Though my hearts grows a bit heavier every time I am asked to help a newly bereaved mom, I will continue to do so. Using my life to make the path easier to travel, for others, also makes my injured soul heal.

Please. We are not very different from each other. One single moment in time could put you right where we are. I truly hope this doesn’t happen to any of you. But it will.

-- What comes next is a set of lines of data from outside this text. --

PR #192, opened 2025-07-21
Force conda forge channel only

svij-sc:
**Scope of work done**

Noticed behaviour:
Terms of Service implicitly accepted for conda default channel - even though we don't want to use it.
This forces us not to use it this case. 

Will follow up w/ task where we can just do this at a global level i.e. reliance on `actions/setup-python@v4` which has a pre-installation of conda which uses default channel.

### DIFF
--- a/Makefile
+++ b/Makefile
@@ -44,7 +44,7 @@ get_ver_hash:
 	$(eval GIT_COMMIT=$(shell git log -1 --pretty=format:"%H"))
 
 initialize_environment:
-	conda create -y -c conda-forge --name ${CONDA_ENV_NAME} python=${PYTHON_VERSION} pip=${PIP_VERSION} pip-tools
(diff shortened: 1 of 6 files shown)


kmontemayor2-sc (commented):
Thanks Shubham! 

Should we also update the other places we run `conda`? [1] 

ex, `Dockerfile.builder` [2], `Makefile` [3]

[1]: https://github.com/search?q=repo%3ASnapchat%2FGiGL%20conda&type=code
[2]: https://github.com/Snapchat/GiGL/blob/4f81daf8993be47aea10d3c11b81c651f6afb768/containers/Dockerfile.builder#L44
[3]: https://github.com/Snapchat/GiGL/blob/4f81daf8993be47aea10d3c11b81c651f6afb768/Makefile#L47

kmontemayor2-sc (approved):
Minor preference for us to test by rebuilding our base images but LGTM.

Thanks for the quick work!

svij-sc:
> Minor preference for us to test by rebuilding our base images but LGTM.
I have 3 other prs which require rebuilding base images - will do it as part of that 🤣 

But this should work - I did validate locally atleast.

Help who you can, where you can, any way you can. When we get down to the very basics of life . . . being there for each other is what matters most.

We are all one.

In The Understanding

I remember sitting, numb, in the big room inside the funeral parlor. The chair was uncomfortable. There were boxes of tissue on every flat surface. Scattered on the shiny table in front of me were multiple binders. Binders which held images of caskets and linings and flower arrangements. I kept thinking it all was a bad dream. That at any moment, my alarm would go off, and I’d wake up. Of course, this didn’t happen. Instead, I went to the store and wandered around, trying to find something for my daughter to wear at “her visitation”.

There are no words to explain the pain which accompanies a mother choosing her child’s last outfit. Up one aisle, and down the other, I searched for the perfect outfit for Becca. Finally, I found myself in the sleepwear section of the store. I saw a beautiful white silk nightgown with a matching robe. It looked so much like the simple dress she’d worn for her senior prom. This was what I had envisioned her in. Something that made her look like the angel she now was.

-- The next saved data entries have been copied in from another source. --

PR #193, opened 2025-07-21
Handle Missing Features after Fanout

mkolodner-sc:
**Scope of work done**

### DIFF
--- a/python/gigl/distributed/dist_link_prediction_dataset.py
+++ b/python/gigl/distributed/dist_link_prediction_dataset.py
@@ -61,6 +61,8 @@ class DistLinkPredictionDataset(DistDataset):
         num_train: Optional[Union[int, Dict[NodeType, int]]] = None,
         num_val: Optional[Union[int, Dict[NodeType, int]]] = None,
         num_test: Optional[Union[int, Dict[NodeType, int]]] = None,
+        node_feature_dim: Optional[Union[int, dict[NodeType, int]]] = None,
+        edge_feature_dim: Optional[Union[int, dict[EdgeType, int]]] = None,
     ) -> None:
         """
         Initializes the fields of the DistLinkPredictionDataset class. This function is called upon each serialization of the DistLinkPredictionDataset instance.
@@ -77,9 +79,13 @@ class DistLinkPredictionDataset(DistDataset):
             positive_edge_label (Optional[Union[torch.Tensor, Dict[EdgeType, torch.Tensor]]]): Positive Edge Label Tensor
             negative_edge_label (Optional[Union[torch.Tensor, Dict[EdgeType, torch.Tensor]]]): Negative Edge Label Tensor
             node_ids (Optional[Union[torch.Tensor, Dict[NodeType, torch.Tensor]]]): Node IDs on the current machine
-            num_train: (Optional[Mapping[NodeType, int]]): Number of training nodes on the current machine. Will be a dict if heterogeneous.
-            num_val: (Optional[Mapping[NodeType, int]]): Number of validation nodes on the current machine. Will be a dict if heterogeneous.
-            num_test: (Optional[Mapping[NodeType, int]]): Number of test nodes on the current machine. Will be a dict if heterogeneous.
+            num_train:  Optional[Union[int, Dict[NodeType, int]]]): Number of training nodes on the current machine. Will be a dict if heterogeneous.
+            num_val: (Optional[Union[int, Dict[NodeType, int]]]): Number of validation nodes on the current machine. Will be a dict if heterogeneous.
+            num_test: (Optional[Union[int, Dict[NodeType, int]]]): Number of test nodes on the current machine. Will be a dict if heterogeneous.
+            node_feature_dim: Optional[Union[int, dict[NodeType, int]]]: Dimension of node features, will be a dict if heterogeneous. Note this will be None in the
+                homogeneous case if the data has no node features, or will only contain node types with node features in the heterogeneous case.
+            edge_feature_dim: Optional[Union[int, dict[EdgeType, int]]]: Dimension of edge features, will be a dict if heterogeneous. Note this will be None in the
+                homogeneous case if the data has no edge features, or will only contain edge types with edge features in the heterogeneous case.
         """
         self._rank: int = rank
         self._world_size: int = world_size
@@ -109,6 +115,8 @@ class DistLinkPredictionDataset(DistDataset):
         self._num_train = num_train
         self._num_val = num_val
         self._num_test = num_test
+        self._node_feature_dim = node_feature_dim
+        self._edge_feature_dim = edge_feature_dim
 
     # TODO (mkolodner-sc): Modify so that we don't need to rely on GLT's base variable naming (i.e. partition_idx, num_partitions) in favor of more clear
     # naming (i.e. rank, world_size).
@@ -214,8 +222,16 @@ class DistLinkPredictionDataset(DistDataset):
         return self._negative_edge_label
 
     @property
-    def node_ids(self) -> Optional[Union[torch.Tensor, Dict[NodeType, torch.Tensor]]]:
+    def node_ids(self) -> Optional[Union[torch.Tensor, Dict[NodeType, int]]]:
         return self._node_ids
+
+    @property
+    def node_feature_dim(self) -> Optional[Union[int, dict[NodeType, int]]]:
+        return self._node_feature_dim
+
+    @property
+    def edge_feature_dim(self) -> Optional[Union[int, dict[EdgeType, int]]]:
+        return self._edge_feature_dim
 
     @property
     def train_node_ids(
@@ -421,6 +437,7 @@ class DistLinkPredictionDataset(DistDataset):
                 id2idx=node_id2idx,
                 with_gpu=False,
             )
+            self._node_feature_dim = partitioned_node_features.size(1)
             del partitioned_node_features, partitioned_node_feature_ids, node_id2idx
         elif isinstance(partition_output.partitioned_node_features, abc.Mapping):
             assert isinstance(partition_output.node_partition_book, abc.Mapping)
@@ -448,6 +465,10 @@ class DistLinkPredictionDataset(DistDataset):
                 id2idx=node_type_to_id2idx,
                 with_gpu=False,
             )
+            self._node_feature_dim = {
+                node_type: feature_partition_data.feats.size(1)
+                for node_type, feature_partition_data in partition_output.partitioned_node_features.items()
+            }
             del (
                 node_type_to_partitioned_node_features,
                 node_type_to_partitioned_node_feature_ids,
@@ -474,6 +495,7 @@ class DistLinkPredictionDataset(DistDataset):
                 id2idx=edge_id2idx,
                 with_gpu=False,
             )
+            self._edge_feature_dim = partitioned_edge_features.size(1)
             del partitioned_edge_features, partition_edge_feat_ids, edge_id2idx
         elif (
             isinstance(partition_output.partitioned_edge_features, abc.Mapping)
@@ -510,6 +532,10 @@ class DistLinkPredictionDataset(DistDataset):
                 id2idx=edge_type_to_id2idx,
                 with_gpu=False,
             )
+            self._edge_feature_dim = {
+                edge_type: feature_partition_data.feats.size(1)
+                for edge_type, feature_partition_data in partition_output.partitioned_edge_features.items()
+            }
             del (
                 edge_type_to_partitioned_edge_features,
                 edge_type_to_partitioned_edge_feature_ids,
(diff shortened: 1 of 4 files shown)


python/gigl/distributed/dist_link_prediction_dataset.py
```diff
@@ -626,14 +652,16 @@ def share_ipc(
         Optional[Union[Graph, Dict[EdgeType, Graph]]],
         Optional[Union[Feature, Dict[NodeType, Feature]]],
         Optional[Union[Feature, Dict[EdgeType, Feature]]],
-        Optional[Union[torch.Tensor, Dict[NodeType, torch.Tensor]]],
-        Optional[Union[torch.Tensor, Dict[EdgeType, torch.Tensor]]],
+        Optional[Union[PartitionBook, Dict[NodeType, PartitionBook]]],
```
mkolodner-sc, line 655: Some of the typing and docstrings were not up to date -- I've updated them here

python/gigl/distributed/dist_link_prediction_dataset.py
```diff
@@ -217,11 +225,19 @@ def negative_edge_label(
...
+    @property
+    def edge_feature_dim(self) -> Optional[Union[int, dict[EdgeType, int]]]:
+        return self._edge_feature_dim
+
     @property
     def train_node_ids(
         self,
     ) -> Optional[Union[torch.Tensor, abc.Mapping[NodeType, torch.Tensor]]]:
-        if self._num_train is None:
+        if not self._num_train:
```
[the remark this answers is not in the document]
kmontemayor2-sc: empty dict and None are not the same, 

None implies we *never* split, empty dict implies we split but didn't split for any nodes types.

I am not sure we should be conflating the two here.

python/gigl/distributed/utils/neighborloader.py
```diff
@@ -153,3 +155,76 @@ def strip_label_edges(data: HeteroData) -> HeteroData:
...
+def set_missing_features(
+    data: _GraphType,
+    node_feature_dim: Optional[Union[int, dict[NodeType, int]]],
+    edge_feature_dim: Optional[Union[int, dict[EdgeType, int]]],
+    device: torch.device,
+    dtype: torch.dtype = torch.float32,
+) -> _GraphType:
+    """
+    If a feature is missing from a produced Data or HeteroData object due to not fanning out to it, populates it with an empty tensor with the appropriate feature dim.
+    Note that PyG natively does this with their DistNeighborLoader for missing edge features + edge indices and missing node features.
```
kmontemayor2-sc, line 169: Can we link to where they do it here?

python/gigl/distributed/utils/neighborloader.py
```diff
@@ -153,3 +155,76 @@ def strip_label_edges(data: HeteroData) -> HeteroData:
...
+    However, native Graphlearn-for-PyTorch only does this for edge indices -- we should do this for node/edge features as well.
```
kmontemayor2-sc, line 170: Once we get our own fork of GLT up and running we should do it there right? Let's add a TODO about that.

python/gigl/distributed/utils/neighborloader.py
```diff
@@ -153,3 +155,76 @@ def strip_label_edges(data: HeteroData) -> HeteroData:
         del data.num_sampled_edges[edge_type]
 
     return data
+
+
+def set_missing_features(
```
kmontemayor2-sc, line 160: Add a note that this modifies the input inplace?

python/gigl/distributed/utils/neighborloader.py
```diff
@@ -153,3 +155,76 @@ def strip_label_edges(data: HeteroData) -> HeteroData:
...
+    data: _GraphType,
+    node_feature_dim: Optional[Union[int, dict[NodeType, int]]],
+    edge_feature_dim: Optional[Union[int, dict[EdgeType, int]]],
```
kmontemayor2-sc, line 163: qq why would these be None?

python/gigl/distributed/utils/neighborloader.py
```diff
@@ -153,3 +155,76 @@ def strip_label_edges(data: HeteroData) -> HeteroData:
...
+    if isinstance(data, Data):
+        if isinstance(node_feature_dim, dict):
+            raise ValueError(
+                f"Expected node feature dimension to be an int or None for homogeneous data, got {node_feature_dim} of type {type(node_feature_dim)}"
+            )
+        if isinstance(edge_feature_dim, dict):
+            raise ValueError(
+                f"Expected edge feature dimension to be an int or None for homogeneous data, got {edge_feature_dim} of type {type(edge_feature_dim)}"
+            )
+        if node_feature_dim and (not hasattr(data, "x") or data.x is None):
```
kmontemayor2-sc, line 193: Again does `data.x = None` and `data.x` not being present have different semantic meanings?

python/tests/unit/distributed/utils/neighborloader_test.py
```diff
@@ -211,3 +218,135 @@ def test_strip_label_edges(self):
...
+                num_node_features=20,
+                num_edge_features=0,
+            ),
+            param(
+                "Node features, edge features",
+                num_node_features=20,
+                num_edge_features=40,
+            ),
+        ]
+    )
```
kmontemayor2-sc, line 240: shouldn't  we be testing for the `None` case as well here?

python/gigl/distributed/dist_link_prediction_dataset.py
```diff
@@ -217,11 +225,19 @@ def negative_edge_label(
...
         return self._node_ids
 
+    @property
+    def node_feature_dim(self) -> Optional[Union[int, dict[NodeType, int]]]:
+        return self._node_feature_dim
+
+    @property
+    def edge_feature_dim(self) -> Optional[Union[int, dict[EdgeType, int]]]:
+        return self._edge_feature_dim
+
```
kmontemayor2-sc, line 235: btw why don't we just derive these on the fly from however we store the node/edge features?

We could cache the result but I think adding new fields to our constructor/etc is a bit of an overhead and maybe we should avoid it?

python/gigl/distributed/dist_link_prediction_dataset.py
kmontemayor2-sc: Thanks!

python/gigl/distributed/distributed_neighborloader.py
```diff
@@ -325,9 +329,14 @@ def __init__(
...
+            data=data,
+            node_feature_dim=self._node_feature_dim,
+            edge_feature_dim=self._edge_feature_dim,
+            device=self.to_device,
+        )
         if isinstance(data, HeteroData):
             data = strip_label_edges(data)
-
         if self._is_labeled_heterogeneous:
             data = labeled_to_homogeneous(DEFAULT_HOMOGENEOUS_EDGE_TYPE, data)
```
kmontemayor2-sc, line 341: btw this stuff is exactly why I wanted to expose `transforms` in the first place but I don't think we need to change it at this point.

python/gigl/distributed/utils/neighborloader.py
```diff
@@ -153,3 +155,76 @@ def strip_label_edges(data: HeteroData) -> HeteroData:
...
 
     return data
+
+
+def set_missing_features(
+    data: _GraphType,
+    node_feature_dim: Optional[Union[int, dict[NodeType, int]]],
+    edge_feature_dim: Optional[Union[int, dict[EdgeType, int]]],
+    device: torch.device,
+    dtype: torch.dtype = torch.float32,
```
kmontemayor2-sc, line 165: any reason we expose this and then never use it?

python/tests/unit/distributed/utils/neighborloader_test.py
```diff
@@ -211,3 +218,135 @@ def test_strip_label_edges(self):
...
+            node_feature_dim=2,
+            edge_feature_dim=4,
+            device=self._device,
+            dtype=self._feature_dtype,
+        )
+        assert_tensor_equality(
+            data.x,
+            torch.ones(
+                (num_node_features, 2), device=self._device, dtype=self._feature_dtype
+            ),
```
kmontemayor2-sc, line 262: why is this `torch.ones`? Shouldn't it be zeros?

python/tests/unit/distributed/utils/neighborloader_test.py
```diff
@@ -211,3 +218,135 @@ def test_strip_label_edges(self):
...
+                num_edge_features=0,
+            ),
+            param(
+                "Node features, edge features",
+                num_node_features=20,
+                num_edge_features=40,
+            ),
+        ]
+    )
+    def test_homogeneous_set_missing_features(
```
kmontemayor2-sc, line 241: we should also probably add a test that we don't overwrite features that are already existing in the data, btw.

kmontemayor2-sc (commented):
Thanks Matt!

One thing I'm a bit confused about is why we're treating `not set`/`None`/`empty dict` as the same case now, they seem different to me.

python/gigl/distributed/dist_link_prediction_dataset.py
mkolodner-sc: From the PR description:

Note that we don't extract the features directly from the dataset, but rather store the node/edge_feature_dim as a property of the dataset class during dataset building. This is done since the features are lazily initialized whenever they are re-serialized, and we want to avoid unnecessary memory spikes when possible which would be caused by directly accessing the feature fields and causing lazy initialization.

python/tests/unit/distributed/utils/neighborloader_test.py
mkolodner-sc: This is tested whenever one of the `num_node_features` here is non-zero, since we assert the feature shape is equal to that size after we call the `missing_edge_features` function

python/tests/unit/distributed/utils/neighborloader_test.py
mkolodner-sc: I made an arbitrary choice to initialize all the non-empty features in this file with ones values, but I'm fine doing it with zeros if that's the preference here.

python/gigl/distributed/utils/neighborloader.py
mkolodner-sc: This is a good question -- I looked into it and it actually seems like its different for the `homogeneous` and `heterogeneous` cases. 

For homogeneous, it seems that hasattr(data, "x") always returns True and we should be checking if this field is None to see if it has been set.

For heterogeneous, it seems that checking if this field is None for a given node type will always produce `AttributeError: 'NodeStorage' object has no attribute 'x'` and we should, in that case, use the `hasattr(hetero_data[node_type], "x")` to see if the x field is present.

python/gigl/distributed/utils/neighborloader.py
mkolodner-sc: From the docstring, if we have no node features or edge features in the graph, they will be None. See [[1](https://github.com/Snapchat/GiGL/blob/5ae5a286097a9097e07ca7749690884dfda0131a/python/gigl/distributed/dist_link_prediction_dataset.py#L483-L543)], where we only populate the `self._edge_feature_dim` field if it goes through any of these conditionals. If there are no edge features (meaning `partition_output.partitioned_edge_features = None`, then it will never change from its default value of None.

python/gigl/distributed/dist_link_prediction_dataset.py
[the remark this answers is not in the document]
mkolodner-sc: Makes sense, will update the logic here to instead have the heterogeneous case set `self._num_train, etc.` to None if a splitter is not provided instead of an empty dict

python/gigl/distributed/utils/neighborloader.py
```diff
@@ -153,3 +155,81 @@ def strip_label_edges(data: HeteroData) -> HeteroData:
...
+            raise ValueError(
+                f"Expected node feature dimension to be an int or None for homogeneous data, got {node_feature_dim} of type {type(node_feature_dim)}"
+            )
+        if isinstance(edge_feature_dim, dict):
+            raise ValueError(
+                f"Expected edge feature dimension to be an int or None for homogeneous data, got {edge_feature_dim} of type {type(edge_feature_dim)}"
+            )
+        # For homogeneous case, the Data object will always have the x or edge_attr fields -- we should check if it is None to see if it set
+        if node_feature_dim and data.x is None:
+            data.x = torch.empty((0, node_feature_dim), dtype=torch.float32).to(device)
```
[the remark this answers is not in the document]
mkolodner-sc: Makes sense, as discussed offline I've added dtype as another item that gets computed and stored it in a `FeatureInfo` dataclass along with the feature_dim field

python/tests/unit/distributed/utils/neighborloader_test.py
mkolodner-sc: Actually, coming back to this, it seems like the unit tests started failing when I switched to use `torch.empty()` -- I inspected the values a bit more closely, and it seems like its a bit unsafe to call torch.empty on a non-empty tensor, there are some elements which end up transiently obtaining some very small values (i.e. 10^-43 small) which causes failures with the `assert_equal`. Going to switch back to `torch.zeros` in this case.

python/tests/unit/distributed/utils/neighborloader_test.py
mkolodner-sc: Sure, added a test for explicit values

python/tests/unit/distributed/utils/neighborloader_test.py
kmontemayor2-sc: > See test_set_missing_features_no_feats

Gotcha thanks!

python/tests/unit/distributed/utils/neighborloader_test.py
```diff
@@ -211,3 +217,192 @@ def test_strip_label_edges(self):
...
+                "Node features, no edge features",
+                num_node_features=20,
+                num_edge_features=0,
+            ),
+            param(
+                "Node features, edge features",
+                num_node_features=20,
+                num_edge_features=40,
+            ),
+        ]
```
kmontemayor2-sc, line 238: nit. probably best to test against `dtype` too.

python/tests/unit/distributed/utils/neighborloader_test.py
```diff
@@ -211,3 +217,192 @@ def test_strip_label_edges(self):
...
+            )
+        with self.assertRaises(ValueError):
+            set_missing_features(
+                data=HeteroData(),
+                node_feature_info=FeatureInfo(dim=2, dtype=torch.float32),
+                edge_feature_info=FeatureInfo(dim=2, dtype=torch.float32),
+                device=self._device,
+            )
+
+    def test_set_custom_features(self):
```
kmontemayor2-sc, line 383: hmm for maximum coverage we should also have an equivalent of this for hetero data.

python/gigl/distributed/dist_link_prediction_dataset.py
```diff
@@ -217,6 +236,18 @@ def negative_edge_label(
...
+    def node_feature_info(
+        self,
+    ) -> Optional[Union[FeatureInfo, dict[NodeType, FeatureInfo]]]:
+        return self._node_feature_info
+
+    @property
+    def edge_feature_info(
+        self,
+    ) -> Optional[Union[FeatureInfo, dict[EdgeType, FeatureInfo]]]:
+        return self._edge_feature_info
```
kmontemayor2-sc, line 249: nit. We should add doc comments here.

kmontemayor2-sc (commented):
mostly lgtm, I can stamp tomorrow but I'd like to review with fresh eyes (there's been a lot of iteration here, I want to make sure we don't miss anything).

Thanks for. the interations, Matt!

kmontemayor2-sc (approved):
LGTM, I'd prefer if you could address my comments tho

With the clothing chosen, I now had to decide how she would “look”. I told them I wanted her to look like the little girl that I had raised. Very little makeup. Her hair simple, in a pony tail, I wanted her to look natural. I needed her to look like herself. Even now, writing this, my heart is torn in two as I remember her laying there . . . covered by the Care Bear blanket she’d had since she was three. I’d always thought that blanket would cover her children someday, not be cremated with her.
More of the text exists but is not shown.